* [What you have to do] Report each line of the entries below that has the word "ConfigSync" in it.

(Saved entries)

PR #829, opened 2025-02-06
Introduce `regsync`, Go scripts, `config.yaml` and `regsync.yaml`

adamkpickering:
This PR takes the first steps towards overhauling `rancher/image-mirror` in order to accomplish the goals set out by [EDR 005](https://docs.google.com/document/d/1IVu4Lq13yKiSs0gl_tIJ3vuidVmt0FIkO2mlZXTRAH4/edit?pli=1&tab=t.0). Here is the [JIRA issue](https://jira.suse.com/browse/SURE-9686). This PR:

- Adds Go scripts with `generate-regsync` subcommand that generate `regsync.yaml` (the `regsync` config) from `config.yaml`. These scripts will facilitate the writing of unit tests, automation, and better validation.
- Updates `README.md` to reflect the current state of the repo.

The idea is to develop the new scripts and setup alongside the old setup. I want to gradually migrate configuration from `images-list` and `images-list-daily` to `config.yaml` and `regsync.yaml`. Once that is done, `retrieve-image-tags/config.json` and the associated scripts can also be migrated. The old setup should never stop working until we are ready to completely migrate to the new setup.


main.go
brandond, line 1: nit: should new tools perhaps live in a `hack` or `cmd` subdirectory, instead of at the root of the repo? We have `scripts` for more recent shell-based additions.

adamkpickering: Hi @brandond! I'm glad you commented - I think you've done a bunch of work on this repo in the past and no doubt know more than me. If you are able to give this PR a more thorough review I'm sure it would be productive... no pressure though of course :smile:

As to your comment, I'm curious as to why? Has this bitten you in the past?

I was thinking that `go run main.go` would be the gateway to all scripting functionality eventually, but maybe that isn't as tidy as it could be. We could move all of the Go code (`main.go`, `pkg/`, `go.mod`, `go.sum`) into a `cmd/` (or whatever) directory, and the only cost would be having to write `go run cmd/main.go ...` instead of `go run main.go ...`. I don't *think* this would cause any issues when running `go test`, `golangci-lint` etc.

On the other hand, there are already `Dockerfile.dapper`, `Makefile`, and `entrypoint.sh`, which are arguably source code...

mallardduck: > On the other hand, there are already Dockerfile.dapper, Makefile, and entrypoint.sh, which are arguably source code...

Sidenote, because Dapper is not something with any maintainers we could/should probably even consider removing that at some point. I don't have strong feelings on if that should be done with this effort, or afterwards - I could see either one making sense.

adamkpickering: I would like to remove `dapper`. However, I don't think it is a good idea to do that while we are using the current scripts. `dapper` is necessary for the Python scripts, assuming we don't want to mess around with `venv`s et cetera. `dapper` might be needed for the shell scripts as well.

I intend to replace the current scripts with Go and `regsync`. Part of the reason for this is to remove dapper - if we are using Go, we don't need to worry (much) about runtime dependencies.

I'll take a look at putting the Go scripts in their own directory :+1:

README.md
```diff
@@ -3,7 +3,72 @@
 This repo is dedicated to mirror images from other organizations into Rancher.
 There are no packaging changes or changes in the layers of these images.
 
-## Mirroring images
+> [!IMPORTANT]
+> This repository is currently undergoing an overhaul in order to accomplish the
+> goals laid out in
+> [EDR 005](https://docs.google.com/document/d/1IVu4Lq13yKiSs0gl_tIJ3vuidVmt0FIkO2mlZXTRAH4/edit?pli=1&tab=t.0#heading=h.k15gkmaregsk).
```
diogoasouza, line 9: Should we have a private document linked here?

main_test.go
```diff
@@ -0,0 +1,55 @@
+package main
```
diogoasouza, line 1: I may have missed it, but do we run tests in the CI currently?

pkg/regsync/config.go
```diff
@@ -0,0 +1,69 @@
...
+)
+
+// Config is parsed configuration file for regsync
+type Config struct {
+	Version int          `json:"version,omitempty"`
+	Creds   []ConfigCred `json:"creds"`
+	Sync    []ConfigSync `json:"sync"`
+}
+
+type ConfigCred struct {
```
diogoasouza, line 27: I think you missed adding documentation to this struct

main.go
```diff
@@ -0,0 +1,98 @@
...
+			},
+		},
+	}
+
+	if err := app.Run(os.Args); err != nil {
+		log.Fatal(err)
+	}
+}
+
+func generateRegsyncYaml(ctx *cli.Context) error {
```
diogoasouza, line 35: Can you maybe add a short description of that this does here?

main.go
```diff
@@ -0,0 +1,98 @@
...
+	}
+
+	if err := regsync.WriteConfig(regsyncYamlPath, regsyncYaml); err != nil {
+		return fmt.Errorf("failed to write %s: %w", regsyncYamlPath, err)
+	}
+
+	return nil
+}
+
+func getRegsyncEntries(repo config.Repository, image config.Image) ([]regsync.ConfigSync, error) {
```
diogoasouza, line 73: Can you maybe add a short description of that this does here?

main_test.go
```diff
@@ -0,0 +1,55 @@
...
+import (
+	"fmt"
+	"testing"
+
+	"github.com/rancher/image-mirror/pkg/config"
+	"github.com/rancher/image-mirror/pkg/regsync"
+	"github.com/stretchr/testify/assert"
+)
+
+func TestGetRegsyncEntries(t *testing.T) {
```
diogoasouza, line 12: More of a nit/personal preference:
I think it's clearer when we have the input and output of the test near each other, usually in a struct i.e. https://github.com/rancher/rancher/blob/23edf6f5a47f7676cf7ce065c51520ffe23f4b50/pkg/git/git_test.go

README.md
adamkpickering: @diogoasouza I asked @prachidamle to weigh in here.

@rohitsakala the EDR is indeed not marked approved. But this is not because we haven't done the work of vetting the proposal. I've gone through the process of holding a meeting, responding to comments, et cetera; all stakeholders have given their input and changes have been made accordingly. I then reached out to a variety of people in order to try to get the EDR marked approved before opening PRs, but that did not go anywhere. Because of that, and because these changes do not break anyone else's projects, I'm moving forward. If there are any problems then I will no doubt hear about them.

prachidamle: Yes we should not merge untill EDR is approved - this should treated more as a POC until then.

prachidamle: About private docs - lets not link any internal docs please, just like with any JIRA issues. @adamkpickering

main_test.go
adamkpickering: At this time there is no CI for the Go code. I have written the GHA workflows for that as part of another PR. Though, it may make more sense to add them here. Let me know if you want me to do that.

main.go
```diff
@@ -0,0 +1,98 @@
...
+	"log"
+	"os"
+	"strings"
+
+	"github.com/rancher/image-mirror/pkg/config"
+	"github.com/rancher/image-mirror/pkg/regsync"
+	"github.com/urfave/cli/v2"
+)
+
+const configYamlPath = "config.yaml"
```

* [Answer below]
+	Sync    []ConfigSync `json:"sync"`
+func getRegsyncEntries(repo config.Repository, image config.Image) ([]regsync.ConfigSync, error) {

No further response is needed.